Lately weve been fixated on the deficit. Any Progressive could solve the deficit problem, long and short term, fairly easily.
The problem is that conservatives dig in their heels and refuse to even consider some of the possibilities that would fix things, either because they dont understand elementary economics or because theyre afraid that Grover Norquist is hiding under the bed waiting to primary them. The short term stuff is easy: raise taxes on those who can afford them, create a real jobs program, the kind we should have had in 2009, and get out of Afghanistan and anywhere else we have no reason to be.
Raising taxes on the rich isnt class warfare its simply asking them to do their patriotic duty. In a recession, whats needed is increased demand, more spending. If a hedge fund manager making $1 billion a year cant spend it all, an appreciative citizenry should step in and be willing to help out.
The big problem is the projected increase in health care costs, but its also the simplest to resolve once we get over the fear of Socialized Medicine: European (or Canadian, or Japanese) style single payer health care would give better results while cutting costs by 33% to 50%.

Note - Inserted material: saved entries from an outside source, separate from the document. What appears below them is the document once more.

PR #2379, opened 2020-08-25
Fix scope definition in ES 100.

ShchchowAMD:
1. Add tokens related to IMAGE SHADOW.

2. Allow redefinition with a same name in parameter list. Only in ES 100.
" If it is declared as a parameter in a function definition, it is scoped until the end of that function definition.  A function body has a scope nested inside the function’s definition."

### DIFF
--- a/Test/baseResults/100scope.vert.out
+++ b/Test/baseResults/100scope.vert.out
@@ -1,5 +1,4 @@
 100scope.vert
-ERROR: 0:5: 'a' : redefinition 
 ERROR: 0:17: 'b' : function name is redeclaration of existing name 
 ERROR: 0:20: 'c' : redefinition 
 ERROR: 0:22: 'f' : redefinition 
@@ -13,7 +12,7 @@ ERROR: 0:57: 'z' : undeclared identifier
 ERROR: 0:57: 'z' : redefinition 
 ERROR: 0:73: 'degrees' : can't use function syntax on variable 
 ERROR: 0:76: 'vertex-shader struct output' : not supported for this version or the enabled extensions 
-ERROR: 14 compilation errors.  No code generated.
+ERROR: 13 compilation errors.  No code generated.
 
 
 Shader version: 100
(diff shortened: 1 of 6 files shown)


johnkslang:
But, these types don't exist.  It will be backward incompatible.  What's missing here?

ShchchowAMD:
I‘ll do further check.
Seems they should be all reserved.

ShchchowAMD:
Hi John,

I found image2DShadow and other 3 tokens were in the reserved key words list from version 140 to 410.

If I understand right, those four removed tokens should not be added back to grammar right?

ShchchowAMD:
Remove those 4 tokens.

Test case for scope definition in Version 100 is : 

```
 #version 100 es
 int func (int inp, int x)
  { 
 
 int x = 5; return inp + x - 5; 
 
 }
``` 

should be treated as 

```
#version 100 es
int func (int inp, int x) 
{ 
     {
           int x = 5; return inp + x - 5; 
     }
}
```

johnkslang:
Can I ask what's motivating changing the way scoping works?  Is it only from reading the specification, or is it something else as well?

ShchchowAMD:
Hi John,

Those issues are found during debugging with CTS test cases. The motivation is to pass the test if something against the specification.

Related part of cases' shader sources are attached in previous comment.

ShchchowAMD:
Above shaders could be found in CTS cases:
dEQP-GLES2.functional.shaders.scoping.valid.local_variable_hides_function_parameter_vertex
dEQP-GLES2.functional.shaders.scoping.valid.local_variable_hides_function_parameter_fragment

Test/baseResults/100scope.vert.out
```diff
@@ -1,5 +1,4 @@
 100scope.vert
-ERROR: 0:5: 'a' : redefinition
```
johnkslang, line 2: Do we still have other tests that are testing this for the normal case?  I don't want to lose this test.  Is ES 100 the only exception to the normal scoping rules?

ShchchowAMD:
If I understand right, this only occurs when version = 100 ES, same as declared version in cts case.

Maybe I can copy this point to version 300 and add comments, which could also show the difference.

johnkslang:
Yes, or somehow verify we test the other scoping rule.

ShchchowAMD:
Hi john, we could found same codes in 110scope.vert.

They could be well compared to see the difference of redefinition scoping in both versions.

Its helpful to keep in mind that the Central Intelligence Agency uses the infant mortality rate as a surrogate measure of the quality of health care, and the United States, with 6.06 infant deaths in the first year of life, is 46th on the list of nations, while Sweden and Japan at 2.74 and 2.78 are 4th and 5th respectively.
The top three are tiny nations, Monaco, Singapore and Bermuda, so skip those. For those people who have shown concern about savings babies, the chance to save the lives of infants and reduce federal spending should be win-win.
The real challenge is Social Security. Social Security was never meant to be a national pension system. It was to be combined with private savings and pensions to provide people with a dignified old age. Unfortunately, things didnt work out as planned. The Baby Boomers didnt do a very good job of saving, and much of the money that was saved was invested in stocks, which were unreliable. People who saved diligently saw their investments disappear in the crashes of 2008 and 2011, but because of the low bank interest rates there was really no other way to accumulate a reasonable nest egg.
Robert Samuelson of the Washington Post wrote a column headlined Why are we in this debt fix? Its the elderly, stupid. Mr. Samuelson reports that in 2010 25% of people over the age of 65 had savings and retirement accounts averaging $207,000 or more.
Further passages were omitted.